Data records START
PR #3144, opened 2024-10-16
[WIP]native sidecar pod status

murongl-lyft:
How to get the correct Pod status with native sidecars. 

### GitHub Issue

Fixes #

### DIFF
Data records END
> _What the task asks_
What is needed is an exact copy of the lines from the one containing "How to get the" through the last line of the records above, both included.

> _Exercise response_
How to get the correct Pod status with native sidecars. 

### GitHub Issue

Fixes #

### DIFF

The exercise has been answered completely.